Was ist los in deutschen Krankenhäusern und Pflegeheimen? Müssen Patienten sterben, weil das Personal überfordert und die medizinische Versorgung deshalb schlecht ist? Das jedenfalls ist das Ergebnis einer bisher unveröffentlichten Studie, die gerade unter dem Sachbuchtitel "Tatort Krankenhaus" in Berlin vorgestellt wurde.
Mehr als 5000 Beschäftigte in Gesundheitsberufen hat Professor Karl H. Beine, Chefarzt am St. Marien-Hospital Hamm befragt. Die Ergebnisse, so der Mediziner, seien schockierend.

Gestresste Ärzte und Pfleger, Unzufriedenheit, Behandlungsfehler und zunehmende Resignation seien die Folge eines Systems, in dem nicht der Mensch, sondern Profit im Mittelpunkt stünden. Einige Mitarbeiter reagierten gewalttätig auf ihre Überforderung. Und Tausende Patienten bezahlten das mit ihrem Leben.

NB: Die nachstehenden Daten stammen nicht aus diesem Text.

PR #59, opened 2016-09-09
Add Other Pins to Pin Group

welguisz:
In prepping for a new project, I needed the ability to handle Other Pins.  Other pins include the following types:

*  No-Connects
*  Reserved
*  DePopulated Pins

Used Virtual Pin as a base for the Other Pins and copied its spec tests to ensure that the code works as expected.


ginty:
Looks good, note that one of your new tests is failing and will need to be fixed before merging

welguisz:
@ginty spec test is passing now.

Deutschland ist Schlusslicht

Beine spricht von 21 000 Patienten pro Jahr in Deutschland, deren Tod bewusst herbeigeführt oder in Kauf genommen würde. Gemeinsam mit Jeanne Turczynsk, Redakteurin beim Bayerischen Rundfunk, beschreibt er in dem Buch die dramatische Situation und was sich politisch ändern muss, um dem entgegenzuwirken.

Tatsächlich ist Deutschland im internationalen Vergleich Schlusslicht, was die Patientenversorgung angeht. Eine Fachkraft muss hier durchschnittlich 14 Patienten versorgen, in Finnland sind es sieben Patienten, in Amerika fünf.

Beim Deutschen Berufsverband für Pflegeberufe (DBfK) in Berlin heißt es auf Anfrage dieser Redaktion, dass man genau deshalb die gemeinsamen Pläne von Bund und Ländern begrüße, eine Personaluntergrenze festzulegen.


Erlebnisberichte statt Daten

"Insbesondere die hohe Arbeitsbelastung - wegen der im internationalen Vergleich sehr niedrigen Personalbemessung - machen Pflegefachpersonen krank, vertreiben sie aus dem Beruf und stellen ein hohes Risiko für die Patientinnen und Patienten dar", so Bundesgeschäftsführer Franz Wagner. Zu einem ganz anderen Schluss ist indes eine Nürnberger Studie "Medizinische Versorgung von Pflegeheimbewohnern" gekommen, die das Klinikum Nürnberg jetzt vorstellte. Sie bescheinigt Pflegeheimen eine gute medizinische Versorgung. Die Klischees über Pflegeheime hätten sich nicht bestätigt.

Negative Berichte über medizinische Zustände in Alten- und Pflegeheimen basierten häufig nicht auf Daten, sondern Erlebnisberichten. Für die dreijährige Studie wurden rund 80 000 Daten von stationären Patienten des Klinikums über 65 Jahren ausgewertet. Zudem wurden die Bewohner zweier städtischer Pflegeheime zu ihrer Selbsteinschätzung befragt.

Der Vorsitzende des Ärztlichen Kreisverbandes Würzburg, Christian Potrawa, der seit vielen Jahren regelmäßig seine Patienten im Pflegeheim besucht, findet seine Erfahrungen weder in der einen noch der anderen Studie wieder. "Es ist nicht so dramatisch wie beschrieben, aber es ist auch beileibe nicht alles gut." Der Hausarzt sieht im knapp bemessenen Personal und im zähen Ringen um finanzielle Mittel den Knackpunkt der Misere. "Es ist ja nicht so, dass die Heime nicht bemüht wären - oder dass es keine Verbesserungen gäbe. Aber es reicht oft eben nicht."

Viele Kliniken entließen zudem aus finanziellen Gründen die alten Menschen viel zu früh und stellten damit die Angehörigen und die Verantwortlichen in Pflegeheimen vor zusätzliche Herausforderungen. Für Potrawa ist klar: Pflegepersonal und Angehörige müssen eng zusammenarbeiten. Konstruktive Kritik sei wichtig, Ärger dürfe aber nicht auf dem Rücken der Schutzbefohlenen ausgetragen werden.